Thursday, 12 September 2013

Why The Love You Give Is Not Always the Love You Receive???

I have heard, on more than one occasion, a certain piece of advice about deciding who to settle down with in life. With what I’m sure are the best intentions, various women have told me, in so many words, “If you marry someone who loves you more than you love them, you’ll always be happy.” They tell me this with a kind of sage, “it sucks but it’s true” reassurance. They know better, they seem to say, and even if my idealistic visions of what long-term commitment really means won’t accept it right now, one day I will come to understand it. I, too, will partner up with someone who needs me emotionally in a way I don’t and never will quite need them.
What makes me sad about this, though, is not so much the implication of “settling” for someone with whom you always have the upper hand in the emotional power structure, but rather a sense of empathy for what it means to be the person who is loved in return slightly (or profoundly) less. To live the constant, quiet humiliation that comes with being dependent on someone in a way that is not reciprocated erodes the self-esteem like little else can. I know this, of course, because I have been the one who loves more.
Whenever loyalty rises to the top, something has to sink to the bottom. Unfortunately, happiness is always at the bottom, overshadowed and forgotten. The idea that we stuck by someone through thick and thin trumps everything and everyone.
Loyalty seems to be most important for people who exist on a continuum that can include anything from being ignored as child to abandonment, abuse, feeling unwanted, or being neglected. It stems from a subconscious belief in the boomerang effect: that doling out the type of love and care that we want will mean that it will be returned. What happens is that the people we choose to bestow our love upon don't share that same belief. They feed on our love and loyalty for breakfast; expect even more for dinner, but without the appreciation or gratitude.
We sometimes learn the hard way not to give our love to someone who feeds on hearts. But some of us never learn and continue to lay our hearts on the table, day after day, year after year.  The real question for that facebook quote becomes, what is the void within that enables you to not pay attention to signs? If no one else is there for him, maybe there is a reason.  
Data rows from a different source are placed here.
PR #2012, opened 2026-04-25
Add /add-usage-logging skill

kpscheffel:
Adds an opt-in skill that instruments the agent-runner to record per-query token, model, duration, and \$cost data into a new `usage_log` table on each session's `outbound.db`. External consumers (e.g. monitoring dashboards) can read the table read-only for billing/observability.

The cost figure is the SDK's own `total_cost_usd` value, which is model-aware and tracks Anthropic's pricing automatically — consumers don't maintain a pricing map.

## Branch contents (2 commits)

This branch carries both halves of the skill so reviewers can see them together:

1. **`7952325` Log Claude SDK usage to outbound.db.usage_log** — the code change itself: a new `container/agent-runner/src/db/usage.ts` (writer + lazy `CREATE TABLE IF NOT EXISTS`), a small patch to `container/agent-runner/src/providers/claude.ts` (calls `recordUsage()` on each `result` SDK message, capturing the model from the most recent `assistant` message), plus `usage.test.ts` covering field round-trip, multi-row append, null-safety, fresh-connection idempotency, and index creation.

2. **`eb3e67c` Add /add-usage-logging skill** — `.claude/skills/add-usage-logging/SKILL.md` with pre-flight, install, verify, and removal steps, modelled on `add-use-native-credential-proxy`.

## Suggested landing topology

To match the existing convention (`skill/native-credential-proxy`, `skill/compact`, `skill/emacs`, etc.), I'd suggest splitting these on merge:

- Cherry-pick `eb3e67c` (the `SKILL.md`) onto `main`.
- Land `7952325` (the code) as a new `skill/usage-logging` branch on this repo, so the SKILL.md's `git fetch upstream skill/usage-logging` instruction resolves.

Happy to restructure the PR (split into two, force-push, etc.) if you'd prefer a different shape.

## Why a skill rather than a core change

Per the README's contribution policy ("don't add features, add skills"), usage tracking isn't a bug fix or security fix, so this lands as opt-in via the standard skill mechanism rather than touching the base configuration. Users who don't install it pay no cost — no new tables, no new code paths exercised in trunk.

## Design choices worth flagging

- **Schema lives in `outbound.db`** (container-owned), matching the existing two-DB-per-session pattern. Hosts and consumers open it read-only with `ATTACH DATABASE` if they need to cross-reference inbound state.
- **Lazy table creation** (`CREATE TABLE IF NOT EXISTS` on every call) means no migration script and no impact on existing session DBs until the first usage row is written. Also keeps the test pattern simple — works against any fresh `initTestSessionDb()` connection.
- **No image rebuild needed**: the agent-runner source is bind-mounted at runtime, so installing the skill takes effect on the next container spawn.
- **Pre-installation traffic is not retroactively captured** — only queries from the install point onward. Documented in `SKILL.md`.

## Verification

Locally:

```bash
cd container/agent-runner
bun test src/db/usage.test.ts
```

End-to-end: send a message through any wired channel, then:

```bash
sqlite3 data/v2-sessions/<ag-id>/<sess-id>/outbound.db \
  "SELECT model, total_cost_usd FROM usage_log ORDER BY id DESC LIMIT 5"
```

Test environment: this skill has been running on a real install for the duration of this PR's drafting, with no observed issues. Token + cost numbers match the rough Anthropic dashboard values to within the SDK's own rounding.


kpscheffel:
**Verification on a real install (Pi 5, ARM64, bun 1.3.13)**

Stock `upstream/main`:
```
56 pass, 0 fail, 1 error
```
The 1 error is `SQLiteError: unable to open /workspace/inbound.db` from a leaked poll loop in `integration.test.ts` — pre-existing on `main`, unrelated to this PR. Probably worth a separate fix that adds an `afterAll` teardown so the poll loop doesn't keep running past test completion.

This branch (`skill/usage-logging`):
```
63 pass, 1 fail, 2 errors
```
The 7 extra passing tests are this PR's `usage.test.ts`. The extra "fail" + second error are downstream effects of the same poll-loop leak — timing-dependent on whether `factory.test.ts` finishes registering before the leaked loop's next iteration tries to open the DB.

Net change: **+7 passing tests, no regression in previously-passing tests.**

End-to-end usage logging has been running on the test install for the duration of this PR's drafting; cost numbers match Anthropic's dashboard within SDK rounding.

And the treatment that you will accept from them knows almost no boundaries. Nothing, to you, is wholly inexcusable or something you don’t in some way deserve. Even if being loved by them comes with a thousand asterisks, or is accompanied by put-downs or bouts of complete apathy, it is better than not being loved at all. Slowly you begin to adjust yourself to what you imagine they are looking for, uninterested in pleasing yourself so much as getting that residual pleasure from making them happy, if only for a minute. By the time they leave you — and they almost always will — you will look around and realize just how much of yourself you had given away. Your interests, your style, your loud laugh, your crazy friends: they were all collateral damage in the face of wanting to make them love you as you love them.
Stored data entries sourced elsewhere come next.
PR #2019, opened 2026-04-26
feat(wiki): add pre-ingest contradiction detection to llm-wiki skill

suboss87:
## What this fixes

The wiki ingest workflow currently has no contradiction detection step. When a new source contains a claim that conflicts with existing wiki content, the agent silently overwrites the prior claim. There is no record of what changed or why.

Contradiction detection is mentioned in the Lint operation (periodic health checks), but by the time lint runs the damage is already done. The conflict needs to be caught before the wiki page is updated, not after.

For knowledge bases where accuracy carries real consequences, silently wrong is far more dangerous than openly uncertain.

## What this changes

Two files in the `add-karpathy-llm-wiki` skill:

**`llm-wiki.md`** — Extends the Ingest operation description to require a contradiction check before updating any wiki page. If a conflict is found, both claims are recorded in `wiki/contradictions.md` with source, date, and description. The page stays unchanged until the conflict is resolved.

**`SKILL.md`** — Adds explicit contradiction discipline to the container skill setup (3b) and the group CLAUDE.md setup (3c), so agents generated by this skill treat contradiction checking as a required ingest step rather than an optional one.

## What stays the same

No infrastructure changes. No new dependencies. The fix lives entirely in the skill instructions that shape agent behavior, which is how this project is designed to evolve.

### DIFF
--- a/.claude/skills/add-karpathy-llm-wiki/SKILL.md
+++ b/.claude/skills/add-karpathy-llm-wiki/SKILL.md
@@ -39,6 +39,8 @@ Create `wiki/` and `sources/` directories in the group folder. Create initial `i
 
 Create a `container/skills/wiki/SKILL.md` tailored to this user's wiki. This is the schema layer from the pattern — it tells the agent how to maintain the wiki. Base it on the pattern's Operations section (ingest, query, lint) and the conventions you agreed on with the user. Don't over-prescribe — the pattern says "your LLM figures out the rest."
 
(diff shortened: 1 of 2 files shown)


suboss87:
@VivianBalakrishnan great project. After going through the architecture I noticed one thing worth fixing. The wiki is only useful if it is trustworthy. Right now when you add a new source, any fact it contradicts gets quietly overwritten with no warning. The longer you use it the more silent conflicts pile up and you have no way to find them. This PR makes the agent flag the conflict instead so you decide which fact is right. That is the difference between a wiki you can trust and one you cannot.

So perhaps it does make for a better marriage to be with someone who loves me more than I do them. Maybe it would make my life easier, more secure, more malleable to my whims and desires. But it would also mean that, for an entire lifetime, someone would be living out a pantomime of what they think I want them to be. I want to be just as enamored with someone as they are with me — even if we need each other for different things — because no one should ever doing another person a favor by spending their life with them.